# [What is required]
State, as a bare number, how many lines below contain "change".
======== Material supplied ========
PR #1104, opened 2019-06-24
fix chunked transfer-encoding

### LINKED ISSUE #1103: Transfer-Encoding: chunked blocks until first body was sent
**Describe the bug**
If a response with `Transfer-Encoding: chunked` is sent without body, skipper response is blocked until first body is sent from the backend.

**To Reproduce**

Client: 
- `curl -v localhost:9090`
- see the difference: `curl -v localhost:8080`
Run skipper: `./bin/skipper -inline-routes='foo: * -> "http://127.0.0.1:8080"'`
Run backend like this:
```
package main

import (
	"fmt"
	"log"
	"net/http"
	"time"
)

var data []byte = []byte(`{
    "apiVersion": "extensions/v1beta1",
    "kind": "Ingress",
    "metadata": {
        "creationTimestamp": "2018-11-20T21:01:23Z",
        "generation": 3,
        "labels": {
            "application": "foo"
        },
        "name": "nytest",
        "namespace": "default",
        "resourceVersion": "352055402",
        "selfLink": "/apis/extensions/v1beta1/namespaces/default/ingresses/nytest",
        "uid": "703ead8e-ed07-11e8-bbde-06405a32eeee"
    },
    "spec": {
        "rules": [
            {
                "host": "mytest",
                "http": {
                    "paths": [
                        {
                            "backend": {
                                "serviceName": "extname-test",
                                "servicePort": 443
                            }
                        }
                    ]
                }
            }
        ]
    },
    "status": {
        "loadBalancer": {
            "ingress": [
                {
                    "hostname": "kube-ing-lb-zaitko7kr3qb-702506834.us-west-1.elb.amazonaws.com"
                }
            ]
        }
    }
}`)

func main() {

	http.HandleFunc("/", func(w http.ResponseWriter, r *http.Request) {
		flusher, ok := w.(http.Flusher)
		if !ok {
			panic("expected http.ResponseWriter to be an http.Flusher")
		}

		w.Header().Set("Transfer-Encoding", "chunked")
		w.Header().Set("Content-Type", "application/json")
		for i := 0; i < 50; i++ {
			w.Header().Set(fmt.Sprintf("X-Foo%d", i), "application/json")
		}

		w.WriteHeader(200)
		flusher.Flush() // sent headers before data

		for i := 0; i < 2; i++ {
			time.Sleep(2 * time.Second)
			w.Write(data)
			flusher.Flush()
			log.Printf("write body")
		}
	})

	s := &http.Server{
		Addr:           ":8080",
		ReadTimeout:    10 * time.Second,
		WriteTimeout:   10 * time.Second,
		MaxHeaderBytes: 1 << 20,
	}
	log.Fatal(s.ListenAndServe())
}
```

**Expected behavior**
Send headers before body

**Observed behavior**
Headers are sent with the first body

szuecs:
fix #1103 http headers should be sent before the body

### DIFF
--- a/proxy/proxy.go
+++ b/proxy/proxy.go
@@ -291,11 +291,6 @@ type PriorityRoute interface {
 	Match(*http.Request) (*routing.Route, map[string]string)
 }
 
-type flusherWriter interface {
-	http.Flusher
-	io.Writer
-}
-
 // Proxy instances implement Skipper proxying functionality. For
 // initializing, see the WithParams the constructor and Params.
 type Proxy struct {
@@ -395,7 +390,7 @@ func cloneHeaderExcluding(h http.Header, excludeList map[string]bool) http.Heade
 
 // copies a stream with flushing on every successful read operation
 // (similar to io.Copy but with flushing)
-func copyStream(to flusherWriter, from io.Reader, tracing *proxyTracing, span ot.Span) error {
+func copyStream(to flushedResponseWriter, from io.Reader, tracing *proxyTracing, span ot.Span) error {
 	b := make([]byte, proxyBufferSize)
 
 	for {
@@ -1117,9 +1112,8 @@ func (p *Proxy) serveResponse(ctx *context) {
 	}
 
 	ctx.responseWriter.WriteHeader(ctx.response.StatusCode)
-	fw := ctx.responseWriter.(flusherWriter)
-	fw.Flush()
-	err := copyStream(fw, ctx.response.Body, p.tracing, ctx.proxySpan)
+	ctx.responseWriter.Flush()
+	err := copyStream(ctx.responseWriter, ctx.response.Body, p.tracing, ctx.proxySpan)
 	if err != nil {
 		p.metrics.IncErrorsStreaming(ctx.route.Id)
 		p.log.Error("error while copying the response stream", err)
--- a/proxy/proxy.go
+++ b/proxy/proxy.go
@@ -1117,7 +1117,9 @@ func (p *Proxy) serveResponse(ctx *context) {
 	}
 
 	ctx.responseWriter.WriteHeader(ctx.response.StatusCode)
-	err := copyStream(ctx.responseWriter.(flusherWriter), ctx.response.Body, p.tracing, ctx.proxySpan)
+	fw := ctx.responseWriter.(flusherWriter)
+	fw.Flush()
+	err := copyStream(fw, ctx.response.Body, p.tracing, ctx.proxySpan)
 	if err != nil {
 		p.metrics.IncErrorsStreaming(ctx.route.Id)
 		p.log.Error("error while copying the response stream", err)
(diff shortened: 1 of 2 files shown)


linki:
For anyone interested: This flushes the HTTP headers if the body is empty (i.e. `copyStream()` doesn't flush) and it's the expected behaviour by `kubectl` when making watch requests that don't send any events initially.

proxy/proxy.go
```diff
@@ -1117,7 +1117,9 @@ func (p *Proxy) serveResponse(ctx *context) {
 	}
 
 	ctx.responseWriter.WriteHeader(ctx.response.StatusCode)
-	err := copyStream(ctx.responseWriter.(flusherWriter), ctx.response.Body, p.tracing, ctx.proxySpan)
+	fw := ctx.responseWriter.(flusherWriter)
```
linki: @szuecs Would it make sense to change the interface of [responseWriter in context](https://github.com/zalando/skipper/blob/3c9d0559f917ca7e35057103e367b38dc2dc47e5/proxy/context.go#L20) to something that extends `http.ResponseWriter` with the `Flush()` function? It should still satisfy everything that expects a plain `http.ResponseWriter`, shouldn't it?

aryszka:
:+1:

proxy/proxy.go
szuecs: Should this be a new public interface or not?

aryszka: no, not a public. I think flushing should be controlled only in the proxy package.

szuecs: Do you think the last commited change makes sense?

aryszka:
:+1:

proxy/proxy.go
```diff
@@ -395,7 +390,7 @@ func cloneHeaderExcluding(h http.Header, excludeList map[string]bool) http.Heade
 
 // copies a stream with flushing on every successful read operation
 // (similar to io.Copy but with flushing)
-func copyStream(to flusherWriter, from io.Reader, tracing *proxyTracing, span ot.Span) error {
+func copyStream(to flushedResponseWriter, from io.Reader, tracing *proxyTracing, span ot.Span) error {
```
linki: You could even keep the `flushWriter` here because its interface seems smaller than `flushedResponseWriter`. Makes  `copyStream` function more flexible. We just need Write and Flush?

proxy/proxy.go
linki: Yes, this is what I meant. A ResponseWriter that can also Flush. But you should judge if it makes sense and how it effects other parts of skipper.

proxy/proxy.go
aryszka: depends on the scope, but if we consider the entire proxy.go, then we need the full net/http.ResponseWriter, including the Header and WriteHeader functions

szuecs:
:+1:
========
# [Your response]
2